Fearing the Black Body
- Author: Sabrina Strings
- Subject: Sociology
- Publication date: May 2019
- ISBN: 9781479819805

= Fearing the Black Body =

2019 book by Sabrina Strings

Fearing the Black Body is a 2019 non-fiction book by American sociologist Sabrina Strings about the history of fatphobia, which Strings argues is rooted in anti-Black racism. It was published by New York University Press under the full title Fearing the Black Body: The Racial Origins of Fat Phobia.

== Synopsis ==
In Fearing the Black Body, Strings, associate professor of sociology at the University of California, Irvine, writes of the history of fatphobia and its intersection with anti-Black racism in Europe and the United States from the sixteenth-century to the present day. Strings explores the influence of various factors in the development of anti-fatness and its connection to racism, including the Atlantic slave trade, Renaissance art, scientific racism, and Protestantism, among others.

== Publication ==
Fearing the Black Body was published in May 2019 by NYU Press. The cover features an illustration depicting Sarah Baartman.

== Reception ==
Positive reviews of the book were published by Meshell Sturgis in Lateral, Etsuko Taketani in The Journal of American History, and Amelia Earhart Serafine in the Journal of Interdisciplinary History.
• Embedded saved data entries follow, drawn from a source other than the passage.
PR #424, opened 2026-08-15
feat(plotly): read a plotly.express trendline as a smooth layer

jooyoungseo:
Closes the last open sub-item of #343, after the candlestick (#343a) and violin (#343b) halves.

## The defect

`px.scatter(..., trendline="ols")` appends a second `scatter` trace carrying the fit. Measured, the two traces differ in nothing structural:

```
data       {"mode": "markers", "name": "", "showlegend": false, "marker": {"color": "#636efa", …}, "type": "scatter"}
trendline  {"mode": "lines",   "name": "", "showlegend": false, "marker": {"color": "#636efa", …}, "type": "scatter"}
```

So the fit was merged into the multi-line layer and read as one more series of the user's data. A blind reader was told a model's prediction was a measurement.

## Why I changed my mind about the signal

I twice declined this on the grounds that the only signal is `hovertemplate` — a *display* string, unlike the structural `stackgroup` the area path reads. That premise was wrong, and I should have checked it before asserting it: this package **already** resolves exactly this question from a display string. `maidr/core/enum/smooth_keywords.py` matches a matplotlib artist's `label` — equally a display string, equally user-settable — to find seaborn's regression lines, and has since long before the plotly path existed. Reading plotly's own generated template is the same trade in the same place, so declining it was inconsistent rather than conservative.

## The rule

What I did keep from the objection is that a keyword scan is too loose. The detector matches the *shape* plotly generates rather than a word: the fit's name in bold as the whole opening of the template.

```python
_TRENDLINE_HOVERTEMPLATE = re.compile(r"^<b>[^<>]*\btrendline\b[^<>]*</b>", re.I)
```

Measured across all five modes `px` offers, every one writes that opening:

| `trendline=` | `hovertemplate` opens with |
|---|---|
| `ols` | `<b>OLS trendline</b>` |
| `lowess` | `<b>LOWESS trendline</b>` |
| `rolling` | `<b>Rolling mean trendline</b>` |
| `ewm` | `<b>Exponentially Weighted mean trendline</b>` |
| `expanding` | `<b>Expanding mean trendline</b>` |

Anchored and bounded, so prose a user writes about their own chart — "This is the line of best fit", "Regression: y = 2x", "see the trendline above" — does not reclassify it. Six such strings are pinned as non-matches.

## Behaviour

```
scatter + ols          SMOOTH  series=[10]   SCATTER  series=10
scatter + lowess       SMOOTH  series=[10]   SCATTER  series=10
coloured + ols         SMOOTH  series=[5,5]  SCATTER ×2
px.line (no trendline) LINE
hand-built line        LINE
line + trendline       LINE + SMOOTH
```

The fit is separated *from* the data, not instead of it — a reader navigates the measurements and the model as two things. Splitting happens before the line branches because a layer carries one type for every series it holds: a fit sharing a layer with the lines beside it could only be `line`, or make them all `smooth`.

All fits share one layer, since `color=` fits one trend per group and those are the same kind of thing navigated together — exactly as the multi-line layer holds the series they were fitted to. `PlotlyMultiLinePlot` gained an optional `plot_type` (defaulting to `LINE`) rather than growing a near-duplicate class; that mirrors the core, where `SmoothTrace extends LineTrace` and overrides only `plotType`.

## Verification

Full suite **1768 passed**, `ruff check` clean, plus 29 new tests.

Every selector resolved against real Plotly.js output in Chromium — **4 of 4 matched exactly one element**, across a lone trendline (`nth-child(2)`) and a pair fitted per colour group (`nth-child(2)`, `nth-child(4)`). A lone fit goes through the multi-series path rather than the single-line one so it too is position-scoped; the unscoped form would also match the scatter's own elements.

Falsification:

| reverted | failures |
|---|---|
| trendlines not split out of `line_traces` | **12 of 29** |
| detector loosened to a bare `trend\|fit\|regression` scan | **4** — all the prose cases |

---

### DIFF
--- a/maidr/plotly/area.py
+++ b/maidr/plotly/area.py
@@ -9,9 +9,14 @@ draws this chart rather than a multi-line one (#392).
 
 from __future__ import annotations
 
+from maidr.core.enum.maidr_key import MaidrKey
 from maidr.core.enum.plot_type import PlotType
 from maidr.plotly.plotly_plot import PlotlyPlot
-from maidr.plotly.step_shape import is_scatter_family_trace, renders_through_webgl
+from maidr.plotly.step_shape import (
+    is_scatter_family_trace,
+    renders_through_webgl,
+    shared_step_direction,
+)
 
 #: The values ``groupnorm`` takes when plotly rescales a stack to a common
 #: total -- its own switch for a 100% stacked area, and the counterpart of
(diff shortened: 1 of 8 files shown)


jooyoungseo:
Housekeeping note taken — fixed in `657e5f9`. #413 landed as a squash (#423), so this branch's own copy of that commit is not an ancestor of `main` and kept showing in the diff even though the content is identical. Merging `main` in resolves it as a no-op for those files. The diff is now the trendline change alone:

```
maidr/plotly/multiline.py             |  10 +-
maidr/plotly/plotly_maidr.py          |  45 ++++++-
maidr/plotly/trendline.py             |  69 +++++++++++
tests/plotly/test_plotly_trendline.py | 223 ++++++++++++++++++++++++++++++++++
```

1768 tests still pass after the merge.

On the residual false-positive risk you flagged — agreed, and I want to name the asymmetry that makes it acceptable rather than just noting the precedent. The two failure directions are not equally bad here:

- **False negative** (today): a fitted curve is announced as `line`. A trendline *is* a line, so the reader loses the fact that it is a model rather than a measurement — real, but not a false claim about the geometry.
- **False positive**: a user's own series is announced as `smooth`. That *is* a false claim — `SmoothTrace` tells the reader the curve is a fit.

So the anchoring is doing load-bearing work, not just tidiness: it is what keeps the worse direction rare. A user who hand-writes `hovertemplate="<b>My trendline</b>…"` on real data still trips it, and that case is genuinely unreachable from structure — but they have had to write plotly's exact generated shape to get there, which is a much narrower door than "mentions a fit somewhere".

Worth adding that the same is true of the `SMOOTH_KEYWORDS` precedent, and rather more loosely: it matches bare `"fit"` anywhere in a matplotlib artist's label. This rule is the stricter of the two.

---

PR #428, opened 2026-08-16
fix(scatter): read the collection each scatter call drew

### LINKED ISSUE #426: A multi-category strip/swarm/boxen plot announces its first category three times and the rest never
## Problem

`ScatterPlot._extract_plot_data()` calls `extract_collection(self.ax, PathCollection)`, which is documented as returning **the first** collection of that type:

```python
# maidr/util/mixin/extractor_mixin.py:266
# We assume only one collection of each type is present to avoid plot clutter,
# even though multiples are technically possible.
return next(
    collection
    for collection in ax.collections
    if isinstance(collection, collection_type)
)
```

seaborn's categorical scatter plots break that assumption: they draw **one `PathCollection` per category**. Each one registers its own `ScatterPlot`, and every one of them re-extracts collection **0**.

## Measured

`stripplot` over 90 rows in 3 categories:

```
PathCollections on the axes: 3   sizes: [30, 30, 30]
distinct first-x per collection: [0.0066, 0.9831, 1.926]   ← the three categories

layers registered: 3
distinct layer payloads: 1                                  ← all three are category "a"
```

Same shape for `swarmplot` (3 × 30) and `boxenplot` (3 × 16).

So a reader of a three-category strip plot:

- hears category **a** three times, once per layer switch, with nothing to tell the layers apart;
- **never hears categories b or c at all** — 60 of the 90 drawn points are absent from the schema.

This is the failure mode worth prioritising: the chart is not empty and does not error. It presents a complete, plausible reading that is wrong about two thirds of the data, and nothing in the output signals that anything is missing.

## Also visible in the same measurement

The x values are the numeric category positions (`0.0066`, `0.9831`, `1.926` — jittered by `stripplot`) while the axis is labelled `g`. Even the one category that is announced is announced as `g is 0.0066` rather than `g is a`. That is a second defect and probably a separate fix; filing it here only so the measurement is not lost.

## Expected

Each registered scatter layer reads the collection it was registered for, so a three-category plot announces three distinct categories and all 90 points.

## Not affected

A plain `plt.scatter` / `sns.scatterplot` draws one `PathCollection`, so the single-collection case — which is what the existing tests cover — is unchanged either way. That is why this has stayed invisible.

jooyoungseo:
Closes #426.

## The defect

`ScatterPlot._extract_plot_data()` took the **first** `PathCollection` on the axes. `extract_collection` states the assumption outright:

```python
# We assume only one collection of each type is present to avoid plot clutter,
# even though multiples are technically possible.
```

A layer is one collection only while nothing draws two, and two things routinely do.

## Measured, before

```
sns.stripplot (3 cats)   collections=3  sizes=[30,30,30]  layers=3  distinct payloads=1
sns.swarmplot (3 cats)   collections=3  sizes=[30,30,30]  layers=3  distinct payloads=1
sns.boxenplot (3 cats)   collections=3  sizes=[16,16,16]  layers=3  distinct payloads=1
two ax.scatter calls     collections=2  sizes=[10,80]     layers=2  → layer sizes [10, 10]
```

So a reader of a three-category strip plot heard category **a** three times, once per layer switch with nothing to tell the layers apart, and **never heard b or c** — 60 of the 90 drawn points absent from the schema entirely.

This is the failure mode worth prioritising over a crash: the chart is not empty and does not error. It presents a complete, plausible reading that is wrong about two thirds of the data, and nothing in the output signals anything is missing.

**It is not a seaborn issue.** Two plain `ax.scatter()` calls fail identically — the second's 80 points were never announced and the first's 10 were announced twice. That is why the fix is at the matplotlib entry point.

## The fix

The patch hands the layer the collection its own call returned, through `drawn_as` — the mechanism #380 introduced for `Axes.bar`, reused rather than reinvented.

`seaborn.scatterplot` is wrapped through the same function and returns an `Axes`, not a collection, so the type guard sends it to the existing sweep. That is **correct** for it, and asserted rather than assumed: measured, it draws every point as a single `PathCollection` even under `hue`, so the sweep finds exactly the right one. If that ever changes, the test fails rather than the reading going quietly wrong.

One thing had to be repaired before the handover could arrive: `MaidrPlotFactory` dropped `**kwargs` on the `SCATTER` branch alone —

```python
return ScatterPlot(single_ax)      # every neighbouring branch passes **kwargs
```

— so the first version of this fix changed nothing at all, and the probe still showed `distinct=1`. Worth naming because the same silent drop would defeat any future per-layer handover to a scatter.

## Measured, after

```
stripplot: layers=3  first-x per layer=[0.04, 0.958, 2.053]   distinct payloads=3
swarmplot: layers=3  first-x per layer=[0.0,  1.0,   1.968]   distinct payloads=3
boxenplot: layers=3  first-x per layer=[0.0,  1.0,   2.0]     distinct payloads=3
two ax.scatter calls -> layer sizes [10, 80]
```

## Verification

Full suite **1786 passed** (1776 + 10 new), `ruff check` clean on every changed file — the 52 findings it reports repo-wide are identical in count on `main`.

Falsification:

| reverted | failures |
|---|---|
| layer sweeps for collection 0 again | **8 of 10** |
| factory drops `**kwargs` on the SCATTER branch | **8 of 10** |

The 2 survivors in both runs are exactly the single-collection non-regression cases — a plain `plt.scatter`, and `sns.scatterplot` under `hue`. Those are the shapes the existing tests already covered, which is why this stayed invisible, so they are the ones a fix has to leave alone.

The strongest assertion is not "the layers differ" but that the announced points are exactly the drawn points, once each — a layer set that were distinct and still missed a category would pass the weaker form.

## Noted, not fixed here

The same measurement shows a categorical scatter's x announced as its numeric tick position (`g is 0.0066`) rather than its label (`g is a`). Recorded in #426; it is a separate fix.

---

### DIFF
--- a/maidr/core/plot/maidr_plot_factory.py
+++ b/maidr/core/plot/maidr_plot_factory.py
@@ -88,7 +88,7 @@ class MaidrPlotFactory:
         elif PlotType.PIE == plot_type:
             return PiePlot(single_ax, **kwargs)
         elif PlotType.SCATTER == plot_type:
-            return ScatterPlot(single_ax)
+            return ScatterPlot(single_ax, **kwargs)
         elif PlotType.DODGED == plot_type or PlotType.STACKED == plot_type:
             return GroupedBarPlot(single_ax, plot_type, **kwargs)
         elif PlotType.SMOOTH == plot_type:
--- a/maidr/core/plot/scatterplot.py
+++ b/maidr/core/plot/scatterplot.py
@@ -34,7 +34,9 @@ class ScatterPlot(MaidrPlot, CollectionExtractorMixin):
         # single `PathCollection` of every point even under `hue`, so the
         # sweep finds exactly the right one.
         own_points = kwargs.get(DRAWN_POINTS, None)
-        self._own_points = own_points if isinstance(own_points, PathCollection) else None
+        self._own_points = (
+            own_points if isinstance(own_points, PathCollection) else None
+        )
 
     def _get_selector(self) -> str | list[str]:
         return ["g[maidr='true'] > g > use"]
--- a/maidr/core/plot/scatterplot.py
+++ b/maidr/core/plot/scatterplot.py
@@ -11,9 +11,30 @@ from maidr.exception import ExtractionError
 from maidr.util.mixin import CollectionExtractorMixin
 
 
+#: The keyword ``Axes.scatter`` hands its own ``PathCollection`` to this layer
+#: under. Named once and imported at both ends rather than spelled twice:
+#: ``kwargs.get`` falls back to sweeping the axes on a mismatch, so a typo
+#: would not raise -- it would quietly restore the behaviour #426 removed.
+#:
+#: Lives here rather than beside ``common.drawn_as`` because ``maidr.patch``
+#: imports ``maidr.core`` and not the other way about.
+DRAWN_POINTS = "_maidr_points"
+
+
 class ScatterPlot(MaidrPlot, CollectionExtractorMixin):
-    def __init__(self, ax: Axes) -> None:
+    def __init__(self, ax: Axes, **kwargs) -> None:
         super().__init__(ax, PlotType.SCATTER)
+        # The collection this layer's own call drew, when the patch could say.
+        # `None` falls back to the first collection on the axes, which is the
+        # right answer only while a layer *is* one collection.
+        #
+        # Guarded on the type rather than on presence: `seaborn.scatterplot`
+        # is patched through the same wrapper and returns an `Axes`, not the
+        # collection. Falling back is correct there -- measured, it draws a
+        # single `PathCollection` of every point even under `hue`, so the
+        # sweep finds exactly the right one.
+        own_points = kwargs.get(DRAWN_POINTS, None)
+        self._own_points = own_points if isinstance(own_points, PathCollection) else None
 
     def _get_selector(self) -> str | list[str]:
         return ["g[maidr='true'] > g > use"]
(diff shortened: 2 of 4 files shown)


jooyoungseo:
Thanks — took all three. Two acted on, one I have to push back on, because acting on it would break things.

**Line length** — confirmed 89, reflowed in `c9eec76`.

**Test location** — I checked before moving it. `tests/core/plot/` is where the per-plot-type tests live (`test_areaplot`, `test_boxplot_orientation`, `test_errorbar`, `test_regplot_confidence_band`, `test_stepplot`, `test_violinplot_orientation`, …); `test_bar_reads_its_own_bars.py` at `tests/core/` is the outlier of the pair, not the pattern. Leaving it where it is.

In Social Forces, Laura Jennings praised the accessibility of Strings's prose and the depth of her research, but noted that Strings occasionally falsely conflated physically descriptive terms like "obesity" with behavioral terms such as "gluttony." Jennings also noted that Strings's analysis of recent history is less extensive than her analysis of earlier centuries. In the European Journal of Women's Studies, Kathy Davis complimented the book's innovation, readability, and breadth, but expressed her wish that Strings had gone further in her analysis of the epidemiology of obesity as it relates to black women.

The book won the 2020 Sociology of Body and Embodiment Best Publication Award from the American Sociological Association.